▶ [ASSIGNMENT] Type out the data below in its entirety, exactly as given.

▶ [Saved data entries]
*** Block opens ***
PR #9294, opened 2025-04-01
fix: explicit docker-compose read mode

marmal88:
### Motivation and context
Making the mode explicit for the container cvat_server to retrieve the external_db password would help to avoid the issue as below. link to docker defaults [link](https://docs.docker.com/reference/compose-file/services/#long-syntax-4)

Screenshot 2025-04-01 at 5 58 46 PM

### How has this been tested?
Running container with the following changes in the docker file

### Checklist
- [ x ] I submit my changes into the `develop` branch

### License

### DIFF
--- a/docker-compose.external_db.yml
+++ b/docker-compose.external_db.yml
@@ -12,7 +12,8 @@ x-backend-settings: &backend-settings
*** Block closes ***
▶ [YOUR RESPONSE]
PR #9294, opened 2025-04-01
fix: explicit docker-compose read mode

marmal88:
### Motivation and context
Making the mode explicit for the container cvat_server to retrieve the external_db password would help to avoid the issue as below. link to docker defaults [link](https://docs.docker.com/reference/compose-file/services/#long-syntax-4)

Screenshot 2025-04-01 at 5 58 46 PM

### How has this been tested?
Running container with the following changes in the docker file

### Checklist
- [ x ] I submit my changes into the `develop` branch

### License

### DIFF
--- a/docker-compose.external_db.yml
+++ b/docker-compose.external_db.yml
@@ -12,7 +12,8 @@ x-backend-settings: &backend-settings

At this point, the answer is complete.